The ‘luxury’ of his occasional wonder-goal or decent delivery is not worth a regular place in the side in comparison to the industry and brisk tempo that Cristian Battocchio and Sean Murray bring to the team. The Hornets have made club history largely without him, winning six consecutive home games without conceding. In the first of those, the aforementioned FA Cup replay against Bristol City, McGugan started and put in one his rare positive performances, scoring one and assisting the other -but this was against lower league opposition.

Battling performances in the second half at AFC Bournemouth, Manchester City, Leicester City and in a number of recent home victories may not have been possible without three central midfielders who will run and run for the entire 90 minutes.
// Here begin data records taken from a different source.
PR #40534, opened 2022-01-21
[9.x] Precise return type for `Enumerable::partition()`

spawnia:
The return type is actually `static`, not `array`.

See https://github.com/nunomaduro/larastan/pull/1044


driesvints:
Seems like there's conflicts here.

driesvints:
Ping @canvural @nunomaduro

PR #40535, opened 2022-01-21
[8.x] Added getOrPut on Collection

eusonlito:
On often changing collections we need to check every time if a key value exists or add if not:

```php
/**
 * @param string $key
 * @param array $data
 *
 * @return mixed
 */
protected function getValueFromCollection(string $key, array $data): mixed
{
    if ($this->collection->has($key) === false) {
        $this->collection->put($key, $this->create($data));
    }

    return $this->collection->get($key);
}
```

We want to avoid this common check adding a `getOrPut` method on collections and allow to simplify as:

```php
/**
 * @param string $key
 * @param array $data
 *
 * @return mixed
 */
protected function getValueFromCollection(string $key, array $data): mixed
{
    return $this->collection->getOrPut($key, fn () => $this->create($data));
}
```

Also fixed values are valid:

```php
/**
 * @param string $key
 * @param mixed $value
 *
 * @return mixed
 */
protected function getValueFromCollection(string $key, mixed $value): mixed
{
    return $this->collection->getOrPut($key, $value);
}
```

On batch processes with collections caching models creation, this change help us a lot with code simplification.

What do you think?

### DIFF
--- a/src/Illuminate/Collections/Collection.php
+++ b/src/Illuminate/Collections/Collection.php
@@ -430,16 +430,16 @@ class Collection implements ArrayAccess, CanBeEscapedWhenCastToString, Enumerabl
      * or add to collection if not exists.
      *
      * @param  mixed  $key
-     * @param  callable  $callback
+     * @param  mixed  $value
      * @return mixed
      */
-    public function getOrPut($key, callable $callback)
+    public function getOrPut($key, mixed $value)
     {
         if (array_key_exists($key, $this->items)) {
             return $this->items[$key];
         }
 
-        $this->offsetSet($key, $value = $callback());
+        $this->offsetSet($key, $value = value($value));
 
         return $value;
     }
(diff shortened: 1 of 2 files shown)


src/Illuminate/Collections/Collection.php
```diff
@@ -425,6 +425,24 @@ public function get($key, $default = null)
...
+    /**
+     * Get an item from the collection by key or add it to collection if it does not exist.
+     *
+     * @param  mixed  $key
+     * @param  mixed  $value
+     * @return mixed
+     */
+    public function getOrPut($key, $value)
+    {
+        if (array_key_exists($key, $this->items)) {
```
siarheipashkevich, line 437: Why you don't use 'has` method here?

eusonlito: Because `has` allow an array as `$key` but `get` and `put` not.

PR #40538, opened 2022-01-21
[9.x] Adds support for "chainable" taps

nunomaduro:
Originally posted https://github.com/laravel/framework/pull/40505, this pull request is an alternative implementation making the `HigherOrderTapProxy` immutable, and contains slightly different method / property names.

```php
$slug = tap($user)
    ->chain()
    ->save()
    ->withoutBroadcasting(fn () => /** ... */ })
    ->then(fn ($user) => $user->slug); // breaks the chain, and returns the callback result

$slug = tap($user)
    ->chain()
    ->save()
    ->withoutBroadcasting(fn () => /** ... */ })
    ->then() // breaks the chain, uses the $user object now...
    ->slug;
```

### DIFF
--- a/src/Illuminate/Support/HigherOrderTapProxy.php
+++ b/src/Illuminate/Support/HigherOrderTapProxy.php
@@ -12,14 +12,23 @@ class HigherOrderTapProxy
     public $target;
 
     /**
+     * If the tap proxy is chainable.
+     *
+     * @var bool
+     */
+    public $chainable;
+
+    /**
      * Create a new tap proxy instance.
      *
      * @param  mixed  $target
+     * @param  bool  $chainable
      * @return void
      */
-    public function __construct($target)
+    public function __construct($target, $chainable = false)
     {
         $this->target = $target;
+        $this->chainable = $chainable;
     }
 
     /**
@@ -33,6 +42,26 @@ class HigherOrderTapProxy
     {
         $this->target->{$method}(...$parameters);
 
+        return $this->chainable ? $this : $this->target;
+    }
+
+    /**
+     * Create a new chainable tap proxy.
+     *
+     * @return static
+     */
+    public function chain()
+    {
+        return new static($this->target, true);
+    }
+
+    /**
+     * Return the target being tapped.
+     *
+     * @return mixed
+     */
+    public function then()
+    {
         return $this->target;
     }
 }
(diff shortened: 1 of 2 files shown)


foremtehan:
using promoted properties is prohibited in laravel ?

dakira:
I like the optional callback on then(), great idea.

chu121su12:
How about `when`/`unless` support?

DarkGhostHunter:
> How about `when`/`unless` support?

That could collide if the class uses `Conditionable`.

chu121su12:
Is it just like when the target has already defined `chain`/`then` method?

Jubeki:
> That could collide if the class uses `Conditionable`.

@DarkGhostHunter if it already supports Conditional isn't it likely that this Class is chainable and would not need to be tapped?

DarkGhostHunter:
That’s right lol

Italo Baeza C.

timacdonald:
Just on naming conventions, the pipeline, which has a similar vibe to this, has a `thenReturn()` method.

Might be good to either support that here, or alternatively support the argument-less `then()` method on the pipeline as well - just for consistency across similar APIs...or both on both.

JosephSilber:
Wouldn't it make more sense to have a standalone `chain` helper? The way it is here, you can no longer call `chain` on the underlying object. That's unexpected!

DarkGhostHunter:
That was my original implementation long time ago, with different name. 

I think it’s simpler to do chain, and use “andThen” to exit the chain and return the underlying object. 

Add a Conditionable trait (since using an IF block would mean to break the chain) and that’s it. I believe this doesn’t need to be part of the tap helper at all, but the tap helper class could add the “chain” method to pass the object to the “chain” helper. 

This would work wonders on objects witch results are void or you want to discard. 

    return chain($message)->save()->rebuildCache();

Italo Baeza C.

chu121su12:
Should we leave `tap` as is and add new helper instead as in #40505 ? Maybe under different name. Because currently my assumption for `tap` is that any method passed in will be attempted on the original target.

@DarkGhostHunter's `chain` is good too

One fun thing I could see is if you change the `target` property to `then` (or add magic accessor), you can do `chain(...)->a()->b()->then->callTargetFn()` to simulate the `then()` call.

PR #40539, opened 2022-01-21
[8.x] Pruning Models: Get the default path for the models from a method instead

sander3:
Hi there,

We want to use the "Pruning Models" feature but use a custom model namespace. The Artisan make command allow for overriding the used namespace by creating your own `getDefaultNamespace` method.

This PR adds the same functionality to the `PruneCommand`.


sander3:
Thanks!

Admittedly insipid efforts at Yeovil Town and Bolton Wanderers may have benefitted from a sprinkle of ‘McGugan magic’, but in the main part we have not struggled in the slightest bit without him.

McGugan is a player in there which could undoubtedly aid us in our ambition to eventually reach the Premier League but if he doesn’t deliver his best far more often, he is in danger of joining Neuton, Jean-Alain Fanchone and Steve Leo Beleck in the scrapbook of forgettable Pozzo acquisitions.